Abstract:This paper reports on an audit study of generative AI systems (ChatGPT, Bing Chat, and Perplexity) which investigates how these new search engines construct responses and establish authority for topics of public importance. We collected system responses using a set of 48 authentic queries for 4 topics over a 7-day period and analyzed the data using sentiment analysis, inductive coding and source classification. Results provide an overview of the nature of system responses across these systems and provide evidence of sentiment bias based on the queries and topics, and commercial and geographic bias in sources. The quality of sources used to support claims is uneven, relying heavily on News and Media, Business and Digital Media websites. Implications for system users emphasize the need to critically examine Generative AI system outputs when making decisions related to public interest and personal well-being.

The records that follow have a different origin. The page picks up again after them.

PR #1569, opened 2026-02-25
Fix extension processes becoming orphans on app exit

### LINKED ISSUE #1567: Extension processes become orphans when the app exits
When extensions are configured with a command, the spawned process handle is used only to send stdin then discarded. The loadedExtensions structure only stores string IDs so there is no way to track which process backs which extension.

When the app exits, none of those processes receive a kill signal. They keep running in the background as orphans, which is the root cause of the behavior reported in issues 1242 and 1541.

The fix needs to store the virtualPid alongside the extension ID, implement a cleanup function that kills each tracked process, and call it from the app exit handler.

nagadevikona20-max:
Closes neutralinojs/neutralinojs#1567

The core problem was in extensions_loader.cpp. When an extension has a command configured, spawnProcess returns a virtualPid that was only used to send stdin and then thrown away. loadedExtensions was a plain vector of strings with no process handle or pid attached to it. When the app exited nothing signaled those processes so they kept running as orphans.

The fix tracks the virtualPid alongside the extension id in a LoadedExtension struct. A cleanup() function was added that iterates over all loaded extensions and calls updateSpawnedProcess with exit for any that have a valid pid. The app exit handler now calls extensions::cleanup() before stopping the server so all extension processes are terminated cleanly.

getStats() in the extensions controller was also updated to return pid alongside the extension id so callers can know which system process backs each extension.

Files changed: extensions_loader.h, extensions_loader.cpp, api/extensions/extensions.cpp, api/app/app.cpp

### DIFF
--- a/api/app/app.cpp
+++ b/api/app/app.cpp
@@ -19,6 +19,7 @@
 #include "api/window/window.h"
 #include "api/os/os.h"
 #include "api/events/events.h"
+#include "extensions_loader.h"
 
 using namespace std;
 using json = nlohmann::json;
@@ -26,6 +27,7 @@ using json = nlohmann::json;
 namespace app {
 
 void exit(int code) {
+    extensions::cleanup();
     if(neuserver::isInitialized()) {
         neuserver::stop();
     }
--- a/api/extensions/extensions.cpp
+++ b/api/extensions/extensions.cpp
@@ -61,7 +61,16 @@ json broadcast(const json &input) {
 json getStats(const json &input) {
     json output;
     json stats;
-    stats["loaded"] = extensions::getLoaded();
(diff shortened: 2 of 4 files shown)


nagadevikona20-max:
HI @prasu-baran ,
Thanks for the suggestions!
I’ve added the duplicate extension load check in loadOne() and initialized virtualPid to -1 in the struct to avoid undefined behavior. please go through it !
Thankyou!

shalithasuranga:
Thanks so much for sending this. We need to look for some scenarios like interrupts, other processes initiated using Neutralinojs APIs. I'll re-open this later if we implement the same solution suggested from this PR :)

PR #1570, opened 2026-02-25
Add home and desktop to os.getPath()

### LINKED ISSUE #1568: os.getPath() has no support for home and desktop paths
os.getPath() covers most standard directories but is missing two of the most commonly needed paths: the user home directory and the desktop.

The sago library already exposes getDesktopFolder() but it was never wired up. For home, the platform specific approach is getpwuid(getuid())->pw_dir on Linux and macOS and SHGetKnownFolderPath(FOLDERID_Profile) on Windows.

Right now developers have to use os.getEnv("HOME") as a workaround which is not reliable cross platform. Both paths should be first class entries in getPath() under the names "home" and "desktop".

nagadevikona20-max:
Closes neutralinojs/neutralinojs#1568

os.getPath() was missing home and desktop, two paths that almost every desktop app needs at some point. This meant developers had to fall back to os.getEnv("HOME") which is not portable across platforms.

Desktop was straightforward since sago::getDesktopFolder() already exists in the bundled platform folders library, it just was not wired up.

For home, the implementation uses getpwuid(getuid())->pw_dir on Linux and macOS because reading the HOME env var can be wrong when the process was started under sudo or by a launcher that does not set it correctly. On Windows it uses SHGetKnownFolderPath(FOLDERID_Profile) which is the correct modern API.

Both are now available as "home" and "desktop" via os.getPath() on all three platforms.

Files changed: api/os/os.cpp

### DIFF
--- a/api/os/os.cpp
+++ b/api/os/os.cpp
@@ -23,6 +23,8 @@
 
 #if defined(__linux__) || defined(__FreeBSD__) || defined(__APPLE__)
 #include <unistd.h>
+#include <pwd.h>
+#include <sys/types.h>
 extern char **environ;
 #endif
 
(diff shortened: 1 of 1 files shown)


shalithasuranga (approved):
Thanks so much for your contribution @nagadevikona20-max :tada:

PR #1573, opened 2026-02-26
Fix exception slicing by catching std::exception by const reference

### LINKED ISSUE #1572: Fix object slicing by catching exceptions by const reference
### Describe the bug

Exceptions are caught by value instead of by reference in 6 places across the codebase. This causes object slicing the detailed error info from derived exceptions gets lost when they're copied into a base std::exception.

### To Reproduce

1. Open any of the 6 files listed below
2. Look at the catch blocks
3. They all use catch(exception e) instead of catch(const std::exception& e)

Affected files:
- settings.cpp 
- resources.cpp
- server/router.cpp 
- server/neuserver.cpp 
- api/window/window.cpp

### Expected behavior

All catch blocks should use catch(const std::exception& e) to avoid slicing and keep the full error message. The project already does this correctly at neuserver.cpp line 188 so it's just about being consistent.

N/A

### Specifications

### Additional context

Quick one-line fix per site. Just change catch(exception e) to catch(const std::exception& e). No side effects.

Tahanyemad16:
## Description

All 6 `catch` blocks in the codebase were catching `std::exception` by value (`catch(exception e)`), which causes object slicing. Derived exception data (like `json::parse_error` position info) gets silently lost. Changed them to catch by const reference.

## Changes proposed

- Replaced `catch(exception e)` with `catch(const exception& e)` in 6 locations across 5 files

## How to test it

- Build the project: `cd build && ninja`
- Run `grep -rn "catch(exception e)" --include="*.cpp" --exclude-dir=lib .` to confirm zero matches remain
- Run the test suite: `cd spec && npm test`

## Next steps

None.

## Deploy notes

None.

Close #1572

### DIFF
--- a/api/window/window.cpp
+++ b/api/window/window.cpp
@@ -313,7 +313,7 @@ bool __loadSavedWindowProps() {
         SetWindowPlacement(windowHandle, &wp);
         #endif
     }
-    catch(exception e) {
+    catch(const exception& e) {
         debug::log(debug::LogTypeError, errors::makeErrorMsg(errors::NE_CF_UNBLWCF, string(NEU_WIN_CONFIG_FILE)));
         return false;
     }
--- a/resources.cpp
+++ b/resources.cpp
@@ -129,7 +129,7 @@ bool __makeBundleFileTree() {
     try {
         files = json::parse(headerContent);
     }
-    catch(exception e) {
+    catch(const exception& e) {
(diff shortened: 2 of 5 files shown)


shalithasuranga (approved):
Thanks so much @Tahanyemad16 for your contribution :tada:

Issue #1080, opened 2023-03-07
`window.setSize` crashes on Windows


shalithasuranga:

shalithasuranga:
Linking this issue to the main #648 :tada:

PR #1577, opened 2026-02-27
fix: re-enable full window.setSize tests for all platforms

### LINKED ISSUE #1566: Re-enable full window.setSize tests for Windows in spec/window.spec.js
Steps to Reproduce / Expected Behavior

Locate the following TODO comment around line 291 in 

spec/window.spec.js : // TODO: Remove this check after fixing: #1080
Remove the if(process.platform == 'win32') conditioning structure.
Ensure that the describe('window.setSize'...) block that was previously inside the else clause (which contains the "works without throwing errors" test) is used universally, without conditional branching.

VibhuGupta-dev:
## Description
Removed the platform-specific `if/else` conditioning for `window.setSize` tests and the leftover TODO comment. The underlying Windows crash bug (#1080) was fixed in November 2023, but the conditional test block was never cleaned up.

## Changes proposed
- Removed `if(process.platform == 'win32')` conditional block from `window.setSize` tests
- Removed TODO comment referencing issue #1080
- Full `window.setSize` tests now run universally on all platforms including Windows

## How to test it
- Run the window spec tests on Windows and verify `window.setSize` tests pass without platform-specific conditioning

## Next steps
Closes #1566
Relates to #1080

## Deploy notes
None.

### DIFF
--- a/spec/window.spec.js
+++ b/spec/window.spec.js
@@ -288,44 +288,31 @@ describe('window.spec: window namespace tests', () => {
         });
     });
 
-    // TODO: Remove this check after fixing: #1080
-    if(process.platform == 'win32') {
     describe('window.setSize', () => {
-        it('exports the function to the app', async () => {
-            runner.run(`
-                await __close(typeof Neutralino.window.setSize);
-            `);
-            assert.equal(runner.getOutput(), 'function');
-        });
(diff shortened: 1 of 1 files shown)


shalithasuranga (approved):
Thanks so much :tada:

PR #1579, opened 2026-02-27
fix(fs): use atomic counter for opened file IDs to prevent collisions

### LINKED ISSUE #1578: filesystem.openFile() assigns duplicate file IDs after closing files
**Describe the bug**
openFile() uses openedFiles.size() to generate virtual file IDs. When a file is closed and erased from the map, the size shrinks, causing new files to receive IDs that collide with existing open files. This silently overwrites file handles, leading to data corruption and memory leaks.

**To Reproduce**
1. Open 3 files → they get IDs 0, 1, 2 (map size = 3)
2. Close the file with ID 1 → map size drops to 2
3. Open a new file → it gets ID 2 (because size = 2)
4. Now two different file handles share ID 2 → **data corruption**

**Expected behavior**
Each openFile() call should return a unique ID that is never reused, regardless of prior closes.

If applicable, add screenshots/screen recordings to help explain your problem.

**Specifications**  
 - OS: All (platform-independent logic bug)
 - Affects: api/fs/fs.cpp, function fs::openFile()

abhi0324:
## Description

Fixes #1578. `openFile()` used `openedFiles.size()` to assign virtual file IDs, which caused ID collisions when files were closed and new ones opened. Closing a file erases it from the map, shrinking the size, so subsequent opens could produce an ID already held by another open file, silently overwriting its handle.

## Changes proposed

- Replaced `openedFiles.size()` with a monotonically increasing `atomic<int>` counter (`nextFileId`) so IDs are never recycled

What problem does this paper attempt to address?
The main problem that this paper attempts to solve is to evaluate how generative artificial intelligence (GenAI) search engines construct responses and establish authority when dealing with topics of public importance. Specifically, the research focuses on the following two core questions:
1. **Are generative AI responses influenced by the sentiment of the query and the topic?** (RQ1)
- The research explores whether the responses of these systems are influenced by the sentiment of the query by analyzing the responses of generative AI systems to queries with different sentiment tendencies. For example, for queries with positive sentiment, whether the system will generate more positive responses, and for queries with negative sentiment, whether the system will generate more negative responses.
2. **How do generative AI search engines establish authority in their responses?** (RQ2)
- The research explores how these systems establish authority in the minds of users by analyzing the citation sources, language styles, and rhetorical techniques in the responses of generative AI systems. For example, whether the system enhances the credibility of its responses by citing high - quality sources, using professional language, or adopting specific rhetorical strategies.
### Research Methods
To answer the above questions, the research adopts the method of algorithmic auditing. The specific steps include:
- **Selecting Systems**: Three freely publicly available generative AI systems were selected: ChatGPT (based on GPT - 3.5), Bing Chat (based on GPT - 4), and Perplexity.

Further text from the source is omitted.